Issue #368, opened 2015-09-04
Avoid pollution of user's filesystems with dangling symlink


flowlo:
This repository contains [a symlink to a non-existent target](https://github.com/fsouza/go-dockerclient/blob/master/testing/data/symlink). I don't want dangling symlinks on my root filesystem.

Also, it breaks deploying a Google App Engine Managed VM that imports this with [`aedeploy`](https://github.com/golang/appengine/blob/master/cmd/aedeploy/aedeploy.go) because copying the symlink (obviously) fails. [This is the recommended way to deploy those apps.](https://groups.google.com/forum/#!topic/google-appengine-go/D7eytg7btr8)

I would appreaciate if you could get rid of that symlink. As far as I see it is only there for testing, so I assume it could be created and deleted on demand.

flowlo:
Sorry about referencing this from two commits, I forgot to rebase first :flushed:

PR #369, opened 2015-09-04
testing: non-existent symlink on demand

flowlo:
Fixes fsouza/go-dockerclient#368

### DIFF
--- a/build_test.go
+++ b/build_test.go
@@ -35,6 +35,16 @@ func TestBuildImageMultipleContextsError(t *testing.T) {
 func TestBuildImageContextDirDockerignoreParsing(t *testing.T) {
 	fakeRT := &FakeRoundTripper{message: "", status: http.StatusOK}
 	client := newTestClient(fakeRT)
+
+	if err := os.Symlink("doesnotexist", "testing/data/symlink"); err != nil {
+		t.Errorf("error creating symlink on demand: %s", err)
+	}
+	defer func() {
+		if err := os.Remove("testing/data/symlink"); err != nil {
+			t.Errorf("error removing symlink on demand: %s", err)
+		}
+	}()
+
 	var buf bytes.Buffer
 	opts := BuildImageOptions{
 		Name:                "testImage",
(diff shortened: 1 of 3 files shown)


build_test.go
```diff
@@ -35,6 +35,11 @@ func TestBuildImageMultipleContextsError(t *testing.T) {
 func TestBuildImageContextDirDockerignoreParsing(t *testing.T) {
 	fakeRT := &FakeRoundTripper{message: "", status: http.StatusOK}
 	client := newTestClient(fakeRT)
+
+	if err := os.Symlink("doesnotexist", "testing/data/symlink"); err != nil {
+		t.Errorf("error creating symlink on demand: %s", err)
+	}
+
```
fsouza: There are some calls to t.Fatal in this test, so I'd prefer to have a defer just after this if:

```
defer func() {
	if err := os.Remove("testing/data/symlink"); err != nil {
		t.Errorf("error removing symlink on demand: %s", err)
	}
}()
```

Thank you!

flowlo: Oh sure!

flowlo:
There is one failing job, but I can't figure out how this correlates with my changes.

flowlo:
Ping @fsouza @peter-edge

peter-edge:
The defer will not go off if any t.Fatal function is hit. Therefore, this might not get cleaned up. That's OK, but I think you should handle it, both in the .gitignore, and check for existence before creating it.

flowlo:
Adding `testing/data/symlink` to `.gitignore` makes sense, but I am not so sure about adding logic to handle any existing file. Probably we'd have to `os.Lstat` the symlink. In this case (a) `os.Lstat` itself can fail, (b) the file could exists but not be a symlink, and (c) should we remove it?

Do you really think that this will be the case very often? I'd probably let the test error if there's a file named `testin/data/symlink` and leave the rest up to the user executing the tests.

fsouza:
@peter-edge yeah, you're right about the fatal vs defer thing :-(

@flowlo I think it's fine to merge as is, maybe we can drop Fatal usage in the future. Thanks for contributing!

PR #370, opened 2015-09-05
use net.Dialer instance to establish connections

cezarsa:
A pointer to a net.Dialer is stored in the Client struct. This allow clients to override its value the same way it's currently possible with the http.Client.


cezarsa:
Merging after talking with @fsouza IRL.

Issue #352, opened 2015-08-16
support api v1.20 new ability - upload files to container


elasti-erezh:
Note that the new api deprecates the copy files or folders from a container.

Please support the new added ability to upload/download tarred files to/from a container.

From [docker remote api v1.20](https://docs.docker.com/reference/api/docker_remote_api_v1.20/#extract-an-archive-of-files-or-folders-to-a-directory-in-a-container) :
`PUT /containers/(id)/archive` - Upload an archive of content to be extracted to an existing directory inside a container’s filesystem.

elasti-erezh:
started working on it and will send pull request when done

fsouza:
@elasti-erezh thank you!

jandre:
^^ does that work?  I need to figure out how to add a test for this.

elasti-erezh:
@jandre i've tested it vs a live container and it works well.

Don't have a test for it yet..

elasti-erezh:
@fsouza this can be closed right ? 
saw @jandre already took care of it 
Sorry for the lag and thank you

fsouza:
@elasti-erezh no problem! Thanks for opening the issue.

PR #371, opened 2015-09-06
support GET /containers/(id)/archive for Docker API >= 1.20 [#352]

elasti-erezh:


container.go
```diff
@@ -860,6 +860,31 @@ func (c *Client) PutContainerArchive(id string, opts PutContainerArchiveOptions)
 	})
 }
 
+// GetContainerArchiveOptions is the set of options that can be used when
+// downloading resources from a container.
+//
+// See https://goo.gl/KnZJDX for more details.
+type GetContainerArchiveOptions struct {
+	OutputStream io.Writer `json:"-" qs:"-"`
+	Path         string    `qs:"path"`
```
peter-edge: Is path optional or required? If required, it might be better as a parameter along with id

elasti-erezh: Yes it is mandatory. I agree its safer, the reason i left it inside the opts is to be consistent with the complement PutContainerArchive func. so i'll change them both to match.

elasti-erezh: Yes it is mandatory. I agree its safer, but the're are couple of reasons to leave it inside the opts (and maybe move id back to opts as well):
* The reason i left it inside the opts is to be consistent with code since all other funcs since get opts as params.
* Getting 'path' as param means that we won't use the queryString func formatter and 'path'  must be embedded as part of the url, this fact is also breaking consistency and beauty of code 
* Being repetitive but all funcs has some required params which being transferred as part of the opts struct and it does make since in a way that the definition and the call for those funcs are very clear and readable. Example:  call of func("123", "/file", false) its less clear then calling func(Opts{ID: "123", Path: "/file", Force: false})
Hope i convinced you :).

Can you also give your opinion on my other 'REVIEW' notes please?
Thank you in advance

peter-edge: There are other functions that have multiple parameters. Opts are used for actually optional things, so this is confusing. id definitely should not be in opts, but path I also think should not be, I would be confused by that as a user and I use go-dockerclient all the time.

peter-edge: But ya I can see the consistency argument. Eh.

container.go
```diff
@@ -860,20 +860,38 @@ func (c *Client) PutContainerArchive(id string, opts PutContainerArchiveOptions)
...
+func (c *Client) GetContainerArchive(id string, opts GetContainerArchiveOptions) error {
+	url := fmt.Sprintf("/containers/%s/archive?", id) + queryString(opts)
+
+	return c.stream("GET", url, streamOptions{
+		setRawTerminal: true,
+		stdout:         opts.OutputStream,
+	})
+}
+
+// CopyFromContainer has been DEPRECATED, please use GetContainerArchive.
```
fsouza: Please use CopyFromContainerOptions, just to make sure golint is happy! Something like:

```
// CopyFromContainerOptions has been DEPRECATED, please use GetContainerArchiveOptions along with GetContainerArchive.
```

container.go
```diff
@@ -860,20 +860,38 @@ func (c *Client) PutContainerArchive(id string, opts PutContainerArchiveOptions)
...
+	OutputStream io.Writer `json:"-" qs:"-"`
+	Path         string    `qs:"path"`
+}
+
+// REVIEW: 'GetContainerArchive' Needs a better name since there's also 'ExportContainer', confusing?!
+// 		 IMO change both PUT/GET funcs to:  'DownloadFromContainer' & 'UploadToContainer'
+
+// GetContainerArchive downloads a tar archive of files or folders in a container.
+//
+// See https://goo.gl/KnZJDX for more details.
```
fsouza: I like the idea of using DownloadFromContainer and UploadToContainer, feel free to change both methods (I know it will break the later, but I think it's fresh enough).

fsouza:
Hi @elasti-erezh, sorry about the late response and the conflict I caused, can you address the comments and fix the conflict?

Thank you!

container.go
elasti-erezh: Sure :)
Done at the following pull request

elasti-erezh:
Include updated code after review ..

elasti-erezh:
@fsouza , I've pushed force my repo with changes and it automatically closed the pull request (don't know why??) so had to reopen the issue.
Last 2 commits hold all the changes.
Thank you

fsouza:
@elasti-erezh thank you!

elasti-erezh:
Thank you.  awesome api package ;-)

PR #375, opened 2015-09-09
Don't read HTTP entire response body unnecessarily

chuyeow:
We ran into this problem where copying a large file from the container consumed a lot of memory.

I realize that the problem is because [`Client.do()` reads the entire HTTP response from the remote API](https://github.com/fsouza/go-dockerclient/blob/49c1b8c3ae297cdbddb0aad022b82c0480f92877/client.go#L422).

This is an unnecessary memory / allocation burden, so I've changed it to return the `*http.Response` and rely on callers to read / copy from / close the body as necessary.

Since I was trying to fix `CopyFromContainer`, I noticed that its test wasn't actually testing the contents of its output stream - I've fixed that too.

### DIFF
--- a/auth.go
+++ b/auth.go
@@ -127,12 +127,10 @@ func (c *Client) AuthCheck(conf *AuthConfiguration) error {
 	if conf == nil {
 		return fmt.Errorf("conf is nil")
 	}
-	body, statusCode, err := c.do("POST", "/auth", doOptions{data: conf})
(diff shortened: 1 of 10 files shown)


fsouza:
That's a nice improvement, thanks!

fsouza:
@chuyeow FTR, I've just reverted this pull request, because of a bug reported in #378. I've opened #379 for properly handling what you reported and fixed in this PR.

Thank you!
--- --- ---
**Directions**
Pull every line that holds the string "fixed" out of the records.

**Result below**
Since I was trying to fix `CopyFromContainer`, I noticed that its test wasn't actually testing the contents of its output stream - I've fixed that too.
@chuyeow FTR, I've just reverted this pull request, because of a bug reported in #378. I've opened #379 for properly handling what you reported and fixed in this PR.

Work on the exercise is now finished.